You bros are getting me psyched to give it a go.  I like to think I have some basic boxing skills, as a kid we had a heavy bag and a speed bag that I beat on regularly.  I can throw a decent one-two combo..lol..but I know that won't get me very far.  I did wrestle in high school 145lb..lol...and learned a little.  Mostly how a cross face is legal...I was on the receiving end!  Anyway, I have no reservations about getting hit, so I will only look forward to learning if they allow me to spar after a bit.  Years ago I invested in boxing gear for me and my buds, my nose stuck out beyond the head gear and was like a target.  I've already gotten ugly so bring it on!  That Gracie vid was awesome, my buddy really pushes the Gracies' technique...his opinion is that they truly started it all. 
Thanks bros!


----------



## DF (Oct 28, 2012)

Ah shit! Now you have me looking up mma gyms in my area.


----------



## bubbagump (Oct 28, 2012)

I saw my ex Friday night.   She said I looked like shit...  my face was a little puffy and.I had a shiner under my right eye from sparring with two pros this week.  Didn't notice so much till todaybut my whole damn face is sore and swolen.  I was out with an injury for a while and trying to catch back up.  Sucks extra hard when you're older.
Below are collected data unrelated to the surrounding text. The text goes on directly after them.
PR #5572, opened 2017-12-19
Update journald logging driver options docs

william-richard:
### Proposed changes

I added more specific docs for the journald logging driver options, since I was confused about how they behaved.  I also fixed a minor typo in the gcp logging driver docs.

### Related issues (optional)

N/A

### DIFF
--- a/engine/admin/logging/journald.md
+++ b/engine/admin/logging/journald.md
@@ -50,20 +50,20 @@ $ docker run --log-driver=journald ...
 
 ## Options
 
-You can use the --log-opt NAME=VALUE flag to specify these additional Journald Logging driver options:
+Use the `--log-opt NAME=VALUE` flag to specify additional `journald` logging driver options.
 
 | Option | Required | Description |
 | -- | -- | -- |
-| `tag` | optional | Specify template to set CONTAINER_TAG value in journald logs. Refer to [log tag option documentation](https://docs.docker.com/engine/admin/logging/log_tags/) to customize the log tag format |
+| `tag` | optional | Specify template to set `CONTAINER_TAG` value in journald logs. Refer to [log tag option documentation](/engine/admin/logging/log_tags/) to customize the log tag format |
 | `label` | optional | Comma-separated list of keys of labels, which should be included in message, if these labels are specified for the container. |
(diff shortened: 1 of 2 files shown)


engine/admin/logging/journald.md
```diff
@@ -50,24 +50,29 @@ $ docker run --log-driver=journald ...
...
+    --log-opt env=TEST \
+    --env "TEST=false" \
+    --label location=west \
+    your/application
+```
 
-`env-regex` is similar to and compatible with `env`. Set it to a regular
-expression to match logging-related environment variables. It is used for
-advanced [log tag options](log_tags.md).
+This configuration also directs the driver to include in the payload the label location, and the environment variable ENV.  If the `--env "TEST=false"` or `--label location=west` arguments were omitted, the corresponding key would not be set in the journald log.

Takes time.to heal between fights but its addictive. Ill get back on my toes in a few weeks.  Wouldn't trade it!!!


----------



## milleniumgirl (Oct 28, 2012)

Why would you be too old? Go for it!


----------



## sprawl33 (Aug 24, 2013)

Never to old to start training.
Best part about jiu jitsu is you can be any age and get on the mat to learn


----------



## biggerben692000 (Aug 24, 2013)

Go at it. Is cool.


----------



## 502 (Aug 24, 2013)

do it, you'll know if your body can take it after you start


----------



## R1rider (Aug 24, 2013)

Go for it CCpro, your never to old to learn hand to hand combat/MMA 

if anything you will only get in better shape while picking up a few slick moves for just in case..


----------



## dk8594 (Aug 27, 2013)

Never too old to start a new journey. I do bjj. I am always awed by the black belts and inspired by the middle aged white belts.


----------



## JM750 (Aug 27, 2013)

Do it. Your limits are only those that you impose upon yourself.


----------



## BeastMaster (Aug 28, 2013)

Do it!! 
Awesome way to get cardio and conditioning and never hurts to hone in some just in case you need to crack a head skills!


----------



## bubbagump (Aug 29, 2013)

Never too old to help someone train either.  Im not worth a shit on the mat but I give it all I have to help my bro train for the next fight.  Hes undefeated in his pro career and I honestly think that he willl go far with his abilities.  He has never taken any Jitz training and has walked on the mat at several large tournaments and taken first place, as wall as being undefeated in the cage.  The dude is a freak of nature. BUT a honest to goodness squared away mofo.


----------



## bubbagump (Aug 29, 2013)

Plus its fun as fuck!!!


----------



## gymrat827 (Aug 29, 2013)

pick up a couple kits of GH and get at it.


----------



## losieloos (Aug 29, 2013)

A dude is going to be on top of you dry humping your body, that's basically what mma is.


----------